L’installation de la majorité des familles dans des camps ne faisait qu’illustrer le refus de la France d’assumer son passé colonial. Quant au FLN, dans l’Algérie indépendante, il racontait son histoire sur le modèle de la Résistance française au nazisme et il attribuait une fois pour toutes le rôle de collaborateurs aux harkis. Le FLN, d’un côté, la France gaulliste de 1962, de l’autre, ont donc gagné aux dépens des harkis la bataille de la mémoire, comme les communistes et les gaullistes avaient gagné en 1945 la bataille de la mémoire de la résistance aux dépens des victimes non communistes des déportations.
II ne faut pas sombrer dans un misérabilisme plus ou moins intéressé qui nourrit le cercle vicieux de l’assistance. Aujourd’hui (et, là encore, les travaux de Mohand Hamoumou et d’autres le montrent), de nombreux enfants de harkis, par leur volonté et leurs efforts, soutenus par leurs parents, par l’action obscure et modeste des instituteurs, des travailleurs sociaux et de quelques-uns de leurs amis – je voudrais d’ailleurs rendre hommage à André Wormser qui n’a cessé d’être leur ami – se sont silencieusement intégrés dans la société française.
Et pourtant, tout n’est pas réglé. La blessure morale, elle, n’est pas guérie. La France s’est mal conduite. Elle n’a pas respecté sa parole pour des raisons politiques. Elle a abandonné à la vengeance de ses ennemis ceux qui étaient engagés pour elle. Elle n’a pas su accueillir sur son territoire ceux qu’elle avait recrutés pour mener la guerre. Elle n’a pas su reconnaître que, patriotes et victimes, les harkis devaient être d’abord pleinement reconnus comme citoyens français – et pas seulement au moment des élections, quand il s’agit d’obtenir leurs voix.
Les juifs resteront toujours reconnaissants à Jacques Chirac, président de la République, qui a reconnu la responsabilité de la France dans le statut des juifs d’octobre 1940 et dans les déportations. Jacques Chirac a compris que les fautes refoulées et les mensonges empoisonnent la vie de la démocratie. Ce que les juifs ont demandé et obtenu, les enfants de harkis le demandent.
Nous sommes tous heureux que les gouvernements algérien et français rapprochent aujourd’hui politiquement ces deux peuples qui ont été et sont toujours restés si proches. Veillons à ce que cette politique de réconciliation ne renouvelle pas le pacte honteux des deux mémoires nationales, qui se sont construites en 1962 en déniant l’existence et le destin de ceux qui s’étaient engagés aux côtés de l’armée française. Veillons à ce que cette réconciliation ne se réalise pas aux dépens de la vérité et des droits d’une partie des citoyens français.

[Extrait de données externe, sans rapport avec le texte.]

Issue #3177, opened 2023-09-04
[BUG] Some bugs in `count()` in Pegasus Engine


BingqingLyu:
**Describe the bug**
As titled.

**To Reproduce**
**Query 1:**
```
#[test]
fn limit_filtermap_flatmap_count_test() {
    let mut conf = JobConf::new("limit_filtermap_flatmap_count_test");
    conf.set_workers(2);
    let mut result = pegasus::run(conf, || {
        |input, output| {
            input
                .input_from(1..50000000u32)?
                .limit(1000000)?
                .filter_map(|i| Ok(Some(i)))?
                .flat_map(|x| Ok(vec![x + 1].into_iter()))?
                .count()?
                .sink_into(output)
        }
    })
    .expect("build job failure");

    while let Some(v) = result.next() {
        println!("get {}", v.unwrap());
    }
}
```

it outputs error message as follows:
```
[reactor 2] [pegasus/src/data_plane/intra_process.rs:41] [worker_0(12526101200027122362)]: IntraProcessPush#push: send data failure Event { from_worker: 0, target_port: (2.0), kind: Cancel([root]) }
[reactor 2] [pegasus/src/communication/input/input.rs:398] [worker_0(12526101200027122362)]: propagate cancel of [root] failure, error: IOError(kind=System(NotConnected)),    occurred at: pegasus/src/data_plane/intra_process.rs:43, ;
```

**Query 2:**

```
#[test]
fn iterate_emit_flatmap_test() {
    let mut conf = JobConf::new("iterate_emit_flatmap_test");
    conf.set_workers(2);
    let mut result = pegasus::run(conf, || {
        |input, output| {
            input
                .input_from(1..50000000u32)?
                .limit(1000000)?
                .filter_map(|i| Ok(Some(i)))?
                .iterate_emit_until(IterCondition::max_iters(1), EmitKind::Before, |start| {
                    Ok(start
                        .flat_map(|x| Ok(vec![x + 1].into_iter()))?
                        .repartition(|x| Ok((x % 32) as u64)))
                })?
                .flat_map(|x| Ok(vec![x + 1].into_iter()))?
                .count()?
                .sink_into(output)
        }
    })
    .expect("build job failure");

    while let Some(v) = result.next() {
        println!("get {}", v.unwrap());
    }
}
```
It outputs 2  count values, i.e., #worker_num of count value

PR #3380, opened 2023-11-27
fix(interactive): event message error

lnfjpt:
## Related issue number

Fixes
https://github.com/alibaba/GraphScope/issues/3177


longbinlai (commented):
I would recommend a new status (instead of reusing the NotReady status) for worker, indicating that this worker has finished its own job but just been waiting for the others to complete. How about, "AwaitingFinSync" ?

PR #3418, opened 2023-12-12
feat(interactive): Support implicit type conversion for vertex index scan

zhanglei1949:
For Interactive compute engine, we need to provide the ability for implicit type conversion in predicate. (The only scenario where the type conversion may happen).

For most of the predicates, we convert it to a c++ expression, and the implicit conversion if down by C++ compiler. For example.
```cypher
MATCH(p : Person) where p.creditCardId = 1234 return p;
```
will be convert into an expression
```c++
bool predicate(int64_t creditCardId, int32_t target_value) {
    return creditCardId == target_value; // compare between a int64_t and int32_t.
}
```

However, when the query perform index scan for the vertex, we use indices for faster scan.

```cypher
MATCH(p: Person { id : 1234}) return p;
```

will be compiled to 
```c++
auto vertexSet = graph.ScanVertexFromOid(person_label_id, Any::From(1234));
```

Which will cause runtime error.

So, In this PR, we enable `id_indexer` support implicit type conversion between currently supported primary keys:
- uint32_t
- uint64_t
- int32_t
- uint32_t

Note that conversion between String and other type are not supported, since compiler will throw the error before compiling to a physical plan.

### DIFF
--- a/flex/utils/id_indexer.h
+++ b/flex/utils/id_indexer.h
@@ -142,6 +142,77 @@ struct KeyBuffer<std::string_view> {
   }
 };
 
+// Implicit conversion for OID_T
+// For example, we need to convert int64_t to int32_t, or int32_t to int64_t.
+struct ConvertHelper {
+  static inline bool convert(const Any& from, PropertyType to_type, Any& to) {
+    // currently only support convert primary key types.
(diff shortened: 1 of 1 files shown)


zhanglei1949:
Not going to be merged since we expect compiler to do the type conversion/check.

La réconciliation entre l’Algérie et la France ne sera jamais complète si elle s’établit sur un déni de justice. C’est l’histoire qui a constitué les harkis et leurs familles en tant que collectivité historique, c’est en tant que collectivité historique qu’ils réclament la vérité.
Depuis 1962, les harkis ont été aidés et assistés, même si cela a souvent été de manière insuffisante. Mais ce n’est pas l’assistance qu’ils demandent aujourd’hui, c’est la reconnaissance, dans tous les sens du terme. Comme tous les citoyens d’une société démocratique, autant que tous les autres, ils ont droit à la vérité et à la justice.